Только теперь Забарелла взглянул на Лодовико. Тот что-то писал. Кардинал, раздраженный появлением дʼАйи, неожиданно забеспокоился: Лодовико, по-видимому, записал речь отвратительного старика. Забарелла невольно нахмурился. Юноша должен интересоваться только тем, что ему говорил он, Забарелла! Постепенно кардинал успокоился и, улыбнувшись, спросил:
— Что ты скажешь о беседе?..
Юноша поднял глаза. Казалось, они стали больше, глубже и ярче.
— Достойный отец, который был у нас в гостях, полон яда.

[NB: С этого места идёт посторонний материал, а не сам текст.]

PR #3031, opened 2018-10-17
add clang support for arm/arm64/x86 when NDK version is greater then 17

GuangweiWang:
as the title.

### DIFF
--- a/build/platform-android.mk
+++ b/build/platform-android.mk
@@ -47,6 +47,38 @@ CXXFLAGS += -fno-rtti -fno-exceptions
 LDFLAGS += --sysroot=$(SYSROOT)
 SHLDFLAGS = -Wl,--no-undefined -Wl,-z,relro -Wl,-z,now -Wl,-soname,lib$(PROJECT_NAME).so
 
+ifeq ($(NDK_TOOLCHAIN_VERSION), clang)
+  HOST_OS = $(shell uname -s | tr A-Z a-z)
+  CC = $(NDKROOT)/toolchains/llvm/prebuilt/$(HOST_OS)-x86_64/bin/clang
+  CXX = $(NDKROOT)/toolchains/llvm/prebuilt/$(HOST_OS)-x86_64/bin/clang++
+  AR = $(NDKROOT)/toolchains/llvm/prebuilt/$(HOST_OS)-x86_64/bin/llvm-ar
+  ifeq ($(ARCH), arm)
+  CFLAGS += -target armv7-none-linux-androideabi
+  CFLAGS += --sysroot=$(NDKROOT)/sysroot -I$(NDKROOT)/sysroot/usr/include/arm-linux-androideabi/
+  LDFLAGS += -target armv7a-none-linux-androideabi -isysroot $(SYSROOT)
+  LDFLAGS += -B $(NDKROOT)/toolchains/arm-linux-androideabi-4.9/prebuilt/$(HOST_OS)-x86_64/bin/arm-linux-androideabi-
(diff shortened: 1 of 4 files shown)


build/platform-android.mk
```diff
@@ -47,6 +47,38 @@ CXXFLAGS += -fno-rtti -fno-exceptions
...
+  CXX = $(NDKROOT)/toolchains/llvm/prebuilt/$(HOST_OS)-x86_64/bin/clang++
+  AR = $(NDKROOT)/toolchains/llvm/prebuilt/$(HOST_OS)-x86_64/bin/llvm-ar
+  ifeq ($(ARCH), arm)
+  CFLAGS += -target armv7-none-linux-androideabi
+  CFLAGS += --sysroot=$(NDKROOT)/sysroot -I$(NDKROOT)/sysroot/usr/include/arm-linux-androideabi/
+  LDFLAGS += -target armv7a-none-linux-androideabi -isysroot $(SYSROOT)
+  LDFLAGS += -B $(NDKROOT)/toolchains/arm-linux-androideabi-4.9/prebuilt/$(HOST_OS)-x86_64/bin/arm-linux-androideabi-
+  LDFLAGS += -L$(NDKROOT)/toolchains/arm-linux-androideabi-4.9/prebuilt/$(HOST_OS)-x86_64/lib/gcc/arm-linux-androideabi/4.9.x
+  else ifeq ($(ARCH), arm64)
+  CFLAGS += -target aarch64-none-linux-androideabi
```
mstorsjo: This shouldn't be `androideabi` but plain `android` here

build/platform-android.mk
```diff
@@ -47,6 +47,38 @@ CXXFLAGS += -fno-rtti -fno-exceptions
...
+  HOST_OS = $(shell uname -s | tr A-Z a-z)
+  CC = $(NDKROOT)/toolchains/llvm/prebuilt/$(HOST_OS)-x86_64/bin/clang
+  CXX = $(NDKROOT)/toolchains/llvm/prebuilt/$(HOST_OS)-x86_64/bin/clang++
+  AR = $(NDKROOT)/toolchains/llvm/prebuilt/$(HOST_OS)-x86_64/bin/llvm-ar
+  ifeq ($(ARCH), arm)
+  CFLAGS += -target armv7-none-linux-androideabi
+  CFLAGS += --sysroot=$(NDKROOT)/sysroot -I$(NDKROOT)/sysroot/usr/include/arm-linux-androideabi/
+  LDFLAGS += -target armv7a-none-linux-androideabi -isysroot $(SYSROOT)
+  LDFLAGS += -B $(NDKROOT)/toolchains/arm-linux-androideabi-4.9/prebuilt/$(HOST_OS)-x86_64/bin/arm-linux-androideabi-
+  LDFLAGS += -L$(NDKROOT)/toolchains/arm-linux-androideabi-4.9/prebuilt/$(HOST_OS)-x86_64/lib/gcc/arm-linux-androideabi/4.9.x
```
mstorsjo: I'm not a huge fan of hardcoding all these paths like this, especially as they are almost duplicated between all 4 architectures as well. Further up in this file, we call build-local.mk with DUMP_TOOLCHAIN_PREFIX to query the build system about what paths it is using; is it possible to do something like that to extract more of these paths that are needed?

GuangweiWang: @mstorsjo thanks your suggestion.

build/platform-android.mk
GuangweiWang: will fix this. thanks!

GuangweiWang:
@mstorsjo 
I create a new [PR#3032](https://github.com/cisco/openh264/pull/3032) for this change.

Ядом было отравлено всё, что он говорил. Мне хотелось бы услышать об этом… об этом Гусе из ваших уст. Чего он всё-таки хочет? Я не верю, что желания Гуса низменны: ведь во имя их он готов умереть. Ваш гость видит в них только зло: всё у Гуса плохо и ужасно. Но я так не думаю… Согласитесь, преступники всегда боятся смерти. Тот, кто спокойно принимает ее… Я не знаю… Но мне хочется знать об этом больше и подумать…
Забарелла со страхом слушал Лодовико. Сейчас кардинал почувствовал куда более сильную тревогу, чем во время беседы с дʼАйи. По спине Забареллы пробежали мурашки. Между ним и Лодовико вклинилось что-то чужое, похожее на чувство неожиданного охлаждения. А может, он неправ? Ведь Лодовико говорит о том, что ему, Забарелле, ближе всего и чего он боится.
Разве появление дʼАйи застигло его врасплох? Забарелла ничего не понимал. Неужели старик стал хитрее? Разве Забарелла не знал его?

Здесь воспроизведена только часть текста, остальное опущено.